But, you didn't like the silver screw for some reason, so you are trying to hook up to some gold screw you found somewhere?

And this is causing the light to short out every time you plug it in?

Is that how it is going?

At this point, do you have any friends that can do this for you? I'm scared to try to suggest anything, as I'm not sure where you are or where you should go from here.

A lamp will work 'just fine' no matter which wire goes to which conductor screw. Placing the right (ribbed, special color, the thicker lug) wire to the proper screw only 'polarizes' the appliance. One of your wires carries electricity all the time, and the other only carries excess electricity back to the power company when the device is being used, or on. Experts have decided it is best to keep the live (electricity always on) wires as short as possible - it both saves a tiny bit of electricty, and more importantly it makes these devices less likely to shock you.

But, the lamp itself will not care which wire goes to the silver & brass screws, and 20 years ago or so there was no difference - hook up the wires either way. It would be good for you to trace it out like you did & make it right tho n todays world - a bit safer, & the proper way to do it.

However, if you insist on using the gold screw - whatever & wherever you found that, and not the proper ones, it just isn't going to work, and will maybe hurt someone along the way.

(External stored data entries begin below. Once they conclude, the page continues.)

Issue #467, opened 2022-01-27
Separate database access from service packages using an interface


oxisto:
**Is your feature request related to a problem? Please describe.**

Currently, we are directly using the `gorm` structs in our service packages. This creates problems for external users that might depend on another solution for persistence or just would like to have the choice.

**Describe the solution you'd like**

We already have a `persistence` package, we should introduce some more interfaces to interact with the services packages and then have sub packages, e.g. for gore.

lebogg:
We could also start with using the in-memory DB for our services consequently instead of using maps for storing, e.g., assessment results and evidences.

PR #472, opened 2022-01-28
Separate DB access with interface

lebogg:
- [x] #467


lebogg:
Some comments (see also TODOs in code):
- For RPC, should we check if reuest is nil? Can it even be nil?
- DeepSource Bug about coupling: Should we do 2 separate methods for init DBs or even 2 interface implementations for gorm?
- Add DB initiatlization for each service in the respective `NewService` as part of `opts`?
- Adding tests to auth?
- In `UpdateXXX` RPCs, should we add ID as separate field as in `UpdateCloudService`. Is this some convention? For the REST case we can add it via option anyway - I would omit it.
- I added validation methods for requests if needed in the respective API file: Maybe we can introduce this as a convention within our project for RPCs?

api/orchestrator/orchestrator.go
```diff
@@ -0,0 +1,98 @@
+// Copyright 2022 Fraunhofer AISEC
```
oxisto, line 1: As discussed, I would move this to a) a separate PR and b) wait for Go 1.18 generics

cli/commands/cloud/cloud_test.go
```diff
@@ -65,23 +69,19 @@ func TestMain(m *testing.M) {
...
-	orchestrator.RegisterOrchestratorServer(server, s)
+	orchestratorService = service_orchestrator.NewService(gormX)
+	authService = service_auth.NewService(gormX)
 
-	target, err = s.CreateDefaultTargetCloudService()
+	sock, server, _, err = authService.StartDedicatedAuthServer(":0", service_auth.WithApiKeySaveOnCreate(false))
 	if err != nil {
 		panic(err)
 	}
+	orchestrator.RegisterOrchestratorServer(server, orchestratorService)
```
oxisto, line 84: I am not sure if this works. I am pretty sure that you cannot register additional services to a gRPC server once it has been started (which happens in authService.StartDedicatedAuthServer)

cli/commands/evidence/evidence_test.go
```diff
@@ -52,34 +52,40 @@ import (
 	"google.golang.org/protobuf/types/known/timestamppb"
 )
 
-var sock net.Listener
-var server *grpc.Server
+var (
+	sock                 net.Listener
+	server               *grpc.Server
+	evidenceStoreService *service_evidenceStore.Service
```
oxisto, line 58: is it needed to store those services?

cli/commands/login/login_test.go
```diff
@@ -41,18 +41,27 @@ import (
 	"google.golang.org/grpc"
 )
 
-var sock net.Listener
-var server *grpc.Server
+var (
+	sock        net.Listener
+	server      *grpc.Server
+	authService *service_auth.Service
```
oxisto, line 47: Is it needed to store it?

cli/commands/login/login_test.go
```diff
@@ -41,18 +41,27 @@ import (
...
+)
 
 func TestMain(m *testing.M) {
-	var err error
+	var (
+		err error
 
-	err = persistence.InitDB(true, "", 0)
+		gormX = new(persistence.GormX)
```
oxisto, line 54: In general, seems a very weird way to initialise it.

cli/commands/service/discovery/discovery_test.go
```diff
@@ -51,32 +51,34 @@ import (
 
 var sock net.Listener
 var server *grpc.Server
+var authServices *service_auth.Service
```
oxisto, line 54: all other tests are using var multiline

cmd/engine/engine.go
```diff
@@ -219,7 +221,10 @@ func doCmd(_ *cobra.Command, _ []string) (err error) {
 	// evidenceStoreService.RegisterEvidenceHook(func(result *evidence.Evidence, err error) {})
 	// assessmentService.RegisterAssessmentResultHook(func(result *assessment.AssessmentResult, err error) {}
 
-	authService.CreateDefaultUser(viper.GetString(APIDefaultUserFlag), viper.GetString(APIDefaultPasswordFlag))
+	err = authService.CreateDefaultUser(viper.GetString(APIDefaultUserFlag), viper.GetString(APIDefaultPasswordFlag))
+	if err != nil {
+		log.Errorf("could not create default user: %v", err)
```
oxisto, line 226:
```suggestion
		log.Errorf("Could not create default user: %v", err)
```

persistence/db.go
```diff
@@ -26,50 +26,108 @@
...
 	"gorm.io/driver/postgres"
 	"gorm.io/driver/sqlite"
 	"gorm.io/gorm"
 )
 
 var log *logrus.Entry
-var db *gorm.DB
+
+// TODO(lebogg): Lack for better term
+type GormX struct {
```
oxisto, line 41: This should probably be in a separate folder? so that we have a package `persistance/gorm` and `persistance/somethingelse`. At *least* it should be in a separate file.

oxisto: And the Name is weird :)

persistence/db.go
```diff
@@ -26,50 +26,108 @@
...
 
 	return nil
 }
 
+func (g *GormX) Create(r interface{}) error {
+	return g.db.Create(r).Error
+}
+
+func (g *GormX) Read(r interface{}, conds ...interface{}) (err error) {
+	switch r.(type) {
```
oxisto, line 79: Why is that type switch needed? This is not extensible at all.

persistence/db.go
```diff
@@ -26,50 +26,108 @@
...
+		return g.db.Session(&gorm.Session{AllowGlobalUpdate: true}).Delete(r).Error
+	}
+	// Remove record r with given ID
+	tx := g.db.Delete(r, "Id = ?", id)
+	if err := tx.Error; err != nil {
+		return err
+	}
+	// No record with given ID found
+	if tx.RowsAffected == 0 {
+		return gorm.ErrRecordNotFound
```
oxisto, line 113: We should return an error from the perstiance package, not from gorm

persistence/db.go
```diff
@@ -26,50 +26,108 @@
...
+
 // GetDatabase returns the database
-func GetDatabase() *gorm.DB {
-	return db
+func (g *GormX) GetDatabase() *gorm.DB {
+	return g.db
+}
+
+// Reset resets entire the database
+func (g *GormX) Reset() (err error) {
```
oxisto, line 125: Why?

persistence/db.go
```diff
@@ -26,50 +26,108 @@
...
+type GormX struct {
+	db *gorm.DB
+}
 
 func init() {
 	log = logrus.WithField("component", "db")
 }
 
-func InitDB(inMemory bool, host string, port int16) (err error) {
+func (g *GormX) Init(inMemory bool, host string, port int16) (err error) {
```
oxisto, line 49: Can we change this to a `NewXXX` style builder? Similar to what we have in the services? 

`var db = NewGORM(WithInMemory())`

`var db = NewGORM(WithPostgres("localhost", "user", "password))`

In both cases ´db` should then be of the interface type `Database`

persistence/persistence.go
```diff
@@ -0,0 +1,43 @@
...
+// $$ |      $$ |$$ |  $$ |$$ |  $$ |$$ |  $$ |$$ |  $$ |$$\ $$ |  $$ |$$ |
+// \$$$$$$\  $$ |\$$$$$   |\$$$$$   |\$$$$$$  |$$ |  \$$$   |\$$$$$   |$$ |
+//  \_______|\__| \______/  \______/  \_______|\__|   \____/  \______/ \__|
+//
+// This file is part of Clouditor Community Edition.
+
+package persistence
+
+// IsDatabase comprises a database interface
+// TODO(all): CRUD Pattern good enough?
```
oxisto, line 29: Just call it `Database` or `Storage`

persistence/persistence.go
```diff
@@ -0,0 +1,43 @@
...
+type IsDatabase interface {
+	// Init initializes the database
+	Init(inMemory bool, host string, port int16) error
```
oxisto, line 32: Probably not needed with the `New` builder pattern.

proto/orchestrator.proto
```diff
@@ -228,6 +228,7 @@ message GetCloudServiceRequest { string service_id = 1; }
 
 message RegisterCloudServiceRequest { CloudService service = 1; }
 
+// TODO(oxisto): Why separate service_id when it is in service already?
```
oxisto, line 231: Because Cloud service is only embedded in the request. the actual id belonging to the request is in service_id. This is also used in the HTTP path. Ref. to style guide ;)

service/auth/auth.go
```diff
@@ -121,7 +128,7 @@ func WithApiKeySaveOnCreate(saveOnCreate bool) ServiceOption {
 }
 
 // NewService creates a new Service representing an authentication service.
-func NewService(opts ...ServiceOption) *Service {
+func NewService(db persistence.IsDatabase, opts ...ServiceOption) *Service {
```
oxisto, line 131: Does it make sense to rather have a service option WithPersistance() and maybe default to an in-memory implementation of it?

service/auth/auth.go
```diff
@@ -341,25 +347,33 @@ func hashPassword(password string) (string, error) {
...
-	db.Model(&auth.User{}).Count(&count)
+// TODO(all): return created user?
+func (s *Service) CreateDefaultUser(username string, password string) error {
+	var (
+		storedUsers []*auth.User
+		err         error
+	)
 
-	if count == 0 {
+	err = s.db.Read(&storedUsers)
```
oxisto, line 357: Can we have a `Count()` function in the database interface please :) This seems very complicated and it is not necessary to fetch all users.

service/auth/auth.go
```diff
@@ -380,36 +394,66 @@ func (s Service) issueToken(subject string, fullName string, email string, expir
 	return
 }
 
+// StartDedicatedAuthServer starts a gRPC server containing just the auth service
+func (s *Service) StartDedicatedAuthServer(address string) (sock net.Listener, server *grpc.Server, err error) {
```
oxisto, line 398:
```suggestion
func (s *Service) StartDedicatedServer(address string) (sock net.Listener, server *grpc.Server, err error) {
```

service/orchestrator/cloud_service.go
```diff
@@ -91,40 +92,37 @@ func (s *Service) GetCloudService(_ context.Context, req *orchestrator.GetCloudS
...
-	if req.ServiceId == "" {
-		return nil, status.Errorf(codes.InvalidArgument, "service id is empty")
-	}
+	// Check if cloud service is in the DB
+	_, err = s.GetCloudService(context.Background(), &orchestrator.GetCloudServiceRequest{ServiceId: req.ServiceId})
 
-	var count int64
-	err = s.db.Model(&orchestrator.CloudService{}).Count(&count).Error
+	// Update cloud service
+	// TODO(lebogg): See questions above: Copying serviceId to the struct makes it unnecessary in the first place IMO
```
oxisto, line 106: see explanations above

service/orchestrator/cloud_service.go
```diff
@@ -91,40 +92,37 @@ func (s *Service) GetCloudService(_ context.Context, req *orchestrator.GetCloudS
...
-		return nil, status.Errorf(codes.InvalidArgument, "service is empty")
+	if err = req.Validate(); err != nil {
+		return nil, status.Errorf(codes.InvalidArgument, err.Error())
 	}
 
-	if req.ServiceId == "" {
-		return nil, status.Errorf(codes.InvalidArgument, "service id is empty")
-	}
+	// Check if cloud service is in the DB
+	_, err = s.GetCloudService(context.Background(), &orchestrator.GetCloudServiceRequest{ServiceId: req.ServiceId})
```
oxisto, line 103: Not really necessary to call the complete getCloudservice function here. A simple Count() would be enough.

service/orchestrator/cloud_service.go
```diff
@@ -134,32 +132,32 @@ func (s *Service) RemoveCloudService(_ context.Context, req *orchestrator.Remove
...
-
-	if count == 0 {
-		// Create a default target cloud service
-		service =
+// CreateDefaultTargetCloudService implements method for OrchestratorServer interface for creating a new "default"
+// target cloud services, if no target service exists in the database.
+// Returns new created target cloud service. Otherwise, returns nil (if a record exists) or error if sth went wrong
+func (s *Service) CreateDefaultTargetCloudService() (*orchestrator.CloudService, error) {
+	var storedServices []*orchestrator.CloudService
+	err := s.db.Read(&storedServices)
```
oxisto, line 140: Same as above, please provide a Count interface in the persistence layer. this is unnecessarily resource exhaustive.

service/orchestrator/cloud_service.go
```diff
@@ -134,32 +132,32 @@ func (s *Service) RemoveCloudService(_ context.Context, req *orchestrator.Remove
...
 				Description: DefaultTargetCloudServiceDescription,
 			}
-
 		// Save it directly into the database, so that we can set the ID
-		err = s.db.Create(&service).Error
-
+		err = s.db.Create(&service)
 		if err != nil {
-			log.Infof("Created new default target cloud service %s", service.Id)
+			return nil, status.Errorf(codes.Internal, "error while writing new target cloud service to db: %v", err)
```
oxisto, line 155: This is not a gRPC call!

service/orchestrator/cloud_service.go
```diff
@@ -134,32 +132,32 @@ func (s *Service) RemoveCloudService(_ context.Context, req *orchestrator.Remove
...
 				Name:        DefaultTargetCloudServiceName,
 				Description: DefaultTargetCloudServiceDescription,
 			}
-
 		// Save it directly into the database, so that we can set the ID
-		err = s.db.Create(&service).Error
-
+		err = s.db.Create(&service)
 		if err != nil {
-			log.Infof("Created new default target cloud service %s", service.Id)
```
oxisto, line 158: Please keep some logging :)

service/orchestrator/orchestrator.go
```diff
@@ -89,11 +88,14 @@ func WithMetricsFile(file string) ServiceOption {
 	}
 }
 
-func NewService(opts ...ServiceOption) *Service {
+// NewService creates a new Orchestrator service
+// TODO(lebogg to oxisto): We could also provide dv via opts?
```
oxisto, line 92: yes, would be a better option in my opinion

cli/commands/cloud/cloud.go
```diff
@@ -197,6 +197,8 @@ func NewUpdateCloudServiceCommand() *cobra.Command {
 			res, err = client.UpdateCloudService(context.Background(), &orchestrator.UpdateCloudServiceRequest{
 				ServiceId: viper.GetString("id"),
 				Service: &orchestrator.CloudService{
+					// TODO(lebogg): Remove again if we decide to keep service ID in separate field above
+					Id:          viper.GetString("id"),
```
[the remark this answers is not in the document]
lebogg: Yea, maybe it should not part of this PR but it didn't and still doesn't feel right to use the ID in the way you say. Thus, you have to put the same ID twice (in REQ and in server object). Otherwise, maybe the DB overrides even the ID in the DB which should not be possible. Of course, we could mitigate this by adding a validation check that IDs should be the same or by implementing the DB Update operation accordingly (but see also comment in code with the differences of `gorm.Update()` vs `gorm.Save()`)

See also my comment above: "In UpdateXXX RPCs, should we add ID as separate field as in UpdateCloudService. Is this some convention? For the REST case we can add it via option anyway - I would omit it."

cli/commands/cloud/cloud_test.go
```diff
@@ -49,10 +49,14 @@ import (
...
-var server *grpc.Server
-var s *service_orchestrator.Service
-var target *orchestrator.CloudService
+var (
+	sock                net.Listener
+	server              *grpc.Server
+	authService         *service_auth.Service
+	orchestratorService *service_orchestrator.Service
+	target              *orchestrator.CloudService
+	gormX               = new(persistence.GormX)
```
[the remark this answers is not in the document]
lebogg: Yes, but for testing we use our implementation anyway. But yes, I could, of course, making the gormX of type `persistence.Database` and then later instantiate it as a gorm DB

cli/commands/cloud/cloud.go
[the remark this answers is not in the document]
oxisto: You only need to put the ID in the request, not in the embedded service object. The reasoning behind this is that basically the update requests contains a list of key/values what to change in the original server object. Now instead of supply a extra message that contains all the fields as the original service object (with exception) of the id, it is convention to just use the service object itself and keep the ID empty.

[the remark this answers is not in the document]
oxisto: See our referenced style guide for examples https://cloud.google.com/apis/design/standard_methods#create.

Annoyingly, they are using the extra ID field for create, but omit it for update. However, they are using patch instead of put for updates.

cli/commands/cloud/cloud_test.go
lebogg: But this was originally introduced by you :D And the tests don't fail.
I will look at it more closely.

cli/commands/evidence/evidence_test.go
lebogg: Why do you think they are stored?

cli/commands/cloud/cloud_test.go
oxisto: I know. The problem is that this seems to creep up on some tests now. Seems this introduces a weird race condition. I have proposed a solution in the #486 branch. Basically adding a function argument to `StartDedicatedAuthServer` that allows the start of additional services.

persistence/db.go
lebogg: For testing purposes to reset the DB after each s.t. the tests don't influence each other. I removed it again and added single reset function in test files.

cli/commands/evidence/evidence_test.go
oxisto: I meant stored in the file as a global variable. Before that they were only local or discarded (as `_`)

lebogg: sock and server were also stored as global variables - and don't have to. And sometimes also single services. I wanted to make it look consistent. But I can revert it back (and make other variables, e.g. sock and server, local as well if they can be local variables?)

lebogg:
TODOs:
- Improve test coverage
- Look at auth testing

cli/commands/cloud/cloud_test.go
```diff
@@ -229,3 +242,44 @@ func TestGetMetricConfiguration(t *testing.T) {
 
 	assert.Nil(t, err)
 }
+
+// startServer starts server with orchestrator and dedicated auth server. We don't do it in TestMain since you
```
oxisto, line 246:
```suggestion
// startServer starts a gRPC server with an orchestrator and auth service. We don't do it in TestMain since you
```

cli/commands/cloud/cloud_test.go
```diff
@@ -229,3 +242,44 @@ func TestGetMetricConfiguration(t *testing.T) {
...
+	orchestratorService = service_orchestrator.NewService()
+	authService = service_auth.NewService(service_auth.WithApiKeySaveOnCreate(false))
+
+	sock, server, err = authService.StartDedicatedServer(":0")
+	if err != nil {
+		panic(err)
+	}
+	orchestrator.RegisterOrchestratorServer(server, orchestratorService)
+
+	//defer sock.Close()
```
oxisto, line 266: Remove

cli/session_test.go
```diff
@@ -122,6 +126,8 @@ func TestSession(t *testing.T) {
 
 	s, ok := status.FromError(err)
 
+	// TODO(lebogg): Continue here
+	fmt.Println(err)
```
oxisto, line 130: ?

service/auth/auth.go
```diff
@@ -87,6 +92,8 @@ type Service struct {
 	}
 
 	apiKey *ecdsa.PrivateKey
+
+	storage persistence.Storage
```
oxisto, line 96: In other services, we called it `db`

service/auth/auth.go
```diff
@@ -341,25 +359,33 @@ func hashPassword(password string) (string, error) {
 }
 
 // CreateDefaultUser creates a default user in the database
-func (Service) CreateDefaultUser(username string, password string) {
-	db := persistence.GetDatabase()
-
-	var count int64
-	db.Model(&auth.User{}).Count(&count)
+// TODO(all): return created user?
```
oxisto, line 362: Yes, we could. There is not really a benefit to it though.

service/auth_test.go
```diff
@@ -25,201 +25,186 @@
 
 package service
 
-import (
```
oxisto, line 28: Please don't move it as part of this PR. I am any way working on resolving left over issues from the JWT/JWK. Please focus on the database path :)

lebogg: It is/was database related because the idea was to attach DB(s) to services. But I try to bring it back, yes. I let you know

lebogg: It's back. Wasn't that hard

lebogg:
Still some work (mainly testing) to do. In particular, testing the functionality of Update/Save of GORM.

service/orchestrator/cloud_service.go
```diff
@@ -58,31 +60,39 @@ func (s *Service) RegisterCloudService(_ context.Context, req *orchestrator.Regi
 	service.Description = req.Service.Description
 
 	// Persist the service in our database
-	s.db.Create(&service)
+	err = s.storage.Create(&service)
```
oxisto, line 63: This creates an unnecessary pointer pointer, since service is already `*CloudService`

service/orchestrator/cloud_service.go
```diff
@@ -58,31 +60,39 @@ func (s *Service) RegisterCloudService(_ context.Context, req *orchestrator.Regi
...
+		return nil, status.Errorf(codes.InvalidArgument, orchestrator.ErrRequestIsNil.Error())
+	}
+	if req.ServiceId == "" {
+		return nil, status.Errorf(codes.InvalidArgument, orchestrator.ErrIDIsMissing.Error())
 	}
 
 	response = new(orchestrator.CloudService)
-	err = s.db.First(&response, "Id = ?", req.ServiceId).Error
-	if errors.Is(err, gorm.ErrRecordNotFound) {
+	err = s.storage.Get(&response, "Id = ?", req.ServiceId)
```
oxisto, line 94: This creates an unnecessary pointer pointer, since service is already `*CloudService`

oxisto (approved):

service/auth/auth_test.go
```diff
@@ -271,3 +273,222 @@ func TestService_loadApiKey(t *testing.T) {
...
+				service, ok := i1.(*Service)
+				if !assert.True(tt, ok) {
+					return false
+				}
+
+				return assert.Equal(tt, "SomePath", service.config.keyPath)
+			},
+		},
+		{
+			name: "New service with Api Key Sve on Create",
```
oxisto, line 318: minor nit: Save

service/auth/auth_test.go
```diff
@@ -271,3 +273,222 @@ func TestService_loadApiKey(t *testing.T) {
...
+				service, ok := i1.(*Service)
+				if !assert.True(tt, ok) {
+					return false
+				}
+
+				return assert.Equal(tt, true, service.config.keySaveOnCreate)
+			},
+		},
+		{
+			name: "New service with Api Key Sve on Create",
```
oxisto, line 332: minor nit: Save

oxisto (approved):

Please look for help from a friend who has done this before. It is so easy to show in person, but words from a distance is very difficult - one wrong word, or we assume one little thing that you do not - and more sparks or even worse.....

--->Paul


----------



## JustinThyme (Nov 21, 2004)

Is there a metal tab under the silver screw that doesnt look like it belongs ? Might be for making contact with a wire ... Can you go back to where you bought them and get some advice? Its a lot easier if someone can show you (even if its more fun this way)
Careful you dont shock yourself !!


----------



## HilltopDaisy (Feb 26, 2003)

Thanks everyone. I took it to work with me today to get hands on help. My coworker said he had never seen a socket like this. He had one of the tester things in his truck, and showed me that by hooking the wires to the screws opposite each other, that was causing it to short out. The screw that appears to be the *odd* one was actually the one I needed to hook the neutral wire to. Every picture I saw, and the good lamp that I took apart as an example, had the wires attached opposite each other. This was the only socket that Lowes had in their lamp department, with the lamp cords. Weird, huh? So, in the morning, I'll finish this project, and move on to the next!


----------



## rambler (Jan 20, 2004)

Glad you got it figured out with a little help.  I was trying to plumb a 220 deep well pressure switch one time, I think I went through 3 fuses - had to go ask the well people. Switch wiring just wasn't intuitive either.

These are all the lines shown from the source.